Construire une approche progressive et réaliste

  • Démarrer par une phase pilote sur une catégorie stratégique permet de tester l'approche sans bouleverser l'organisation. Choisissez une catégorie visible en interne ou à fort enjeu de risque pour maximiser l'impact de la démonstration.

  • Définir des indicateurs qui parlent à la direction : taux de fournisseurs évalués RSE, nombre de non-conformités identifiées et traitées, réduction des litiges ou incidents.

  • Présenter un calendrier réaliste : des résultats mesurables en 12 à 18 mois constituent un horizon raisonnable. Cela permet de construire une démarche solide sans promettre des miracles immédiats qui décourageraient ensuite.
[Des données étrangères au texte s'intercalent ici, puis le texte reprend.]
Issue #2394, opened 2015-04-16
 "net/http: request canceled while waiting for connection"


aranhoide:
This is the most frequent error log at loggly at the time of this writing.

fffw:
From loggly, those errors are reported from two packages --- `flashlight.statserver` and `flashlight.geolookup`, but triggered from single line of code: [geolookup.LookupIPWithClient](https://github.com/getlantern/lantern/blob/valencia/src/github.com/getlantern/geolookup/geolookup.go#L122)

fffw:
`geolookup` uses a `http.Client` with 20 seconds timeout to access geoserver. It will `CancelRequest` after 20 seconds. [`http.Transport`](http://golang.org/src/net/http/transport.go#L539) will report this error as a consequence.

Other clients, including Loggly client and cloud config fetcher, use `HTTPClient` from `flashlight/util` without a timeout, so this error will not occur to them.

We may need to remove this timeout and compare the error count of geolookup versus fetching cloud config.

fffw:
The intervals of fetching cloud config (1 min) and doing geolookup (30 secs) are too small. They don't change often, continuously pulling is a waste of bandwidth. I suggest an interval of 30 min - 1 hour or even longer.

fffw:
Oh sorry @xiam I just noticed that this issue was assigned to you! We may discuss a bit about it.

xiam:
Don't worry @fffw, I've been not able to reproduce it. We may as well keep on with the discussion.

myleshorton:
Hey @fffw I actually think we should probably include *some* timeout and should add a timeout to the other services. Otherwise we'll just be left with idle connections that can ultimately contribute to file descriptor limit issues. I would just make the timeouts really high, like 300 seconds.

fffw:
I'm not sure enough but I'll check if dialer and enproxy have timeout themselves. Anyway, 20 seconds is long enough to establish connection so we should dig deeper on why the error is reported so frequently.

xiam:
It seems like the sleep time before retrying to geolocate a peer in case of error was too small, also we were missing some details in the log.

> I would just make the timeouts really high, like 300 seconds.

@myleshorton I think 300s is too much, the error we were seeing was just the last error and we can't be sure if every request before that last one timed out too. Instead of trying with 300s I proposed a more conservative increment of 60s, put more time between attempts and added more details (attempt number and error message) to the log.

Please see this PR https://github.com/getlantern/lantern/pull/2474

[...]

PR #2460, opened 2015-04-30
remove timeout of geolookup

fffw:
To stop errors in https://github.com/getlantern/lantern/issues/2394 from being reported.

### DIFF
--- a/src/github.com/getlantern/geolookup/geolookup.go
+++ b/src/github.com/getlantern/geolookup/geolookup.go
@@ -5,14 +5,12 @@ import (
 	"fmt"
 	"io/ioutil"
 	"net/http"
-	"time"
 
 	"github.com/getlantern/golog"
 )
 
 const (
 	geoServeEndpoint = `http://geo.getiantem.org/lookup/%s`
-	geoLookupTimeout = 20 * time.Second
 )
 
 var (
@@ -107,7 +105,6 @@ func LookupIPWithClient(ipAddr string, httpClient *http.Client) (*City, error) {
 		log.Trace("Using default http.Client")
 		httpClient = defaultHttpClient
 	}
-	httpClient.Timeout = geoLookupTimeout
 
 	var err error
 	var req *http.Request


xiam:
Hello @fffw,

This will indeed stop timeout errors from being reported but may contribute to have idle connections (and open file descriptors). Why not increasing the timeout instead?

fffw:
@xiam It might not be the case as OS itself has timeouts to establish a connection. But I agree to hold on this PR and dig deeper to find the root cause of frequent timeouts (cloud config fetcher didn't have so many errors).

xiam:
Hey @fffw, would you still like to keep this one opened?

fffw:
@xiam Thanks for mention it. Let's keep watching

myleshorton:
I meant to comment on this one guys. In general I think we should never have sockets on either the client or server side that have no connection timeouts or read timeouts, as pretty much everything should eventually timeout, and not doing it is just begging for file limit issues.

Can you say more about OS-level timeouts @fffw? I'm unaware of any OS doing that.

On the specific case of the geolookup, I think if anything we should significantly increase the timeout. 20 seconds is way more than enough *if everything is operating normally*, but in cases of high packet loss due to anything really -- flaky local connection, flaky national connection, connecting from a plane, etc, connections can take longer than that. FireFox I believe uses 300 seconds, for example, but Lantern historically has used timeouts of around 60 seconds for things like this. I think increasing that timeout is a useful and even a necessary change.

fffw:
In general, I think each OS should have a timeout during TCP SYN phase. I just googled a bit.

On *nix, timeout for non-established TCP connections can be obtain through`sysctl net.inet.tcp.keepinit`, which defaults to 75000 ms.

The value differs among Windows versions. https://support.microsoft.com/en-us/kb/170359 has some explanation.

A consistent timeout would be good, but I think it might be better to be applied on dialer and connection, rather than http.Client. At least, "i/o timeout" is more meaningful than "net/http: request canceled while waiting for connection"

Les achats responsables ne sont pas une option lorsque tout va bien, mais un levier de stabilité et de performance dans toutes les situations. La question n'est plus de savoir si votre entreprise doit s'y engager, mais quand et comment elle le fera.

Pour aller plus loin : La performance RSE est bien plus qu’une exigence éthique, c’est un levier de compétitivité et d’influence [1] et découvrez le baromètre alumni CEC [2].

[1] https://ecovadis.com/fr/blog/tribune-nicolas-mohr/

[2] https://cec-impact.org/wp-content/uploads/2025/12/Barometre-CEC-2025-3_compressed.pdf

Sandrine Grumberg, Consultante Achats Responsables

Retrouvez l’ensemble des publications de ce rendez-vous éditorial « Achats responsables : l’adaptation »

 

    • Thierry FAUSTEN
      Thierry FAUSTEN

      Merci pour ce tableau très clair des bénéfices directement mesurables d'une démarche d'achats responsables. La plupart des acheteurs en sont convaincus ; quels sont les blocages des autres acteurs des entreprises ?

      • Sandrine GRUMBERG
        Sandrine GRUMBERG

        Les blocages sont probablement à trouver dans le manque de connaissances pratiques, ou de connaissances tout court (les biais habituels de doute, de présupposés). Le manque de transversalité dans les approches financières (des lignes budgétaires qui ne se croisent pas, des services qui ne partagent pas toujours les même intérêts). Peut être également un manque d'argumentations de la part des acheteurs tout de même, et une certaine timidité. Qu'en penses tu Thierry?

        • Thierry FAUSTEN
          Thierry FAUSTEN

          Je ne connais pas beaucoup d'acheteurs timides ! Néanmoins il est vrai que si l'organisation et ses acteurs ne sont pas attentifs à ces sujets, il faudra de la patience pour avoir leur attention.
          Donc, bâtir une stratégie et faire un plan ; comme pour tout ce que nous faisons dans notre belle profession.